In each of those cases, the scenarios were similar to the instant case. The agents approached young passengers who had already boarded a bus; the agents identified themselves as police; and then they politely asked the individuals basic questions about their identity and their travel plans. The buses had narrow aisles and, unlike the inside of the factory in Delgado or of an Amtrak train, the buses offered no place to which one might walk away from the presence of the agents unless one disembarked. In addition, the defendants were all approached in circumstances which rendered departure from the bus an impractical option: either the defendants were from out of town and unfamiliar with the area outside of the bus or the bus was about to leave and departure from the bus would have caused the defendant to miss his or her bus. None of the cases turned on the tone of speech utilized by the agents or a particular display of force, such as the exhibition of a gun, by the agents.

*496 The government relies on three circumstances to distinguish the on-the-bus seizure holdings from the fact scenario here. First, the government contends that in those cases there was an officer physically standing in the aisle. As the Florida Supreme Court stated, the partial blocking of the aisle "only underscore[s]" the conclusion that a seizure occurs when a young person is approached by police for questioning in an environment which offers no place to which the individual might practically walk away. Canale temporarily did block the aisle when he first approached Madison, identified himself, flashed his badge and asked if Madison would not mind answering some questions. Then while Canale conducted the questioning, his head occupied space between Madison and the aisle. Furthermore, a reasonable person would regard Danese as an accompanying police officer guarding access to the exit, because she maintained a standing position at the aisle seat staring straight back at Canale from two rows in front during the questioning. The aisle also was not an easily accessible exit because people were steadily boarding while Canale conducted his questioning. Moreover, a passenger, who leaves a bus, which is about to depart, while a police officer is attempting to question him, is engaging in suspicious behavior. The fact that Canale did not stand in the aisle throughout the entire questioning of Madison did not create the impression Madison was "free to leave."

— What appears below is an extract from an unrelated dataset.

PR #4196, opened 2025-08-13
feat: moves formatContractResult from CommonServices to formatters

### LINKED ISSUE #3747: Move formatContractResult back to formatters
This isssue is a followup task after the refactor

The government's second argument is that in all of the holdings except Ginwright, the bus was stopped at the station while in transit to a different city. Thus, departure from the bus would have resulted in the defendant being stranded in a city which he had no intention of visiting and in some cases missing the opportunity to take a bus to his intended destination. Madison, on the other hand, was only on board a commuter bus. If he missed his bus, there was another one in another half hour. Moreover, spending additional time in New York would not have been a hardship since Madison was no stranger to New York City.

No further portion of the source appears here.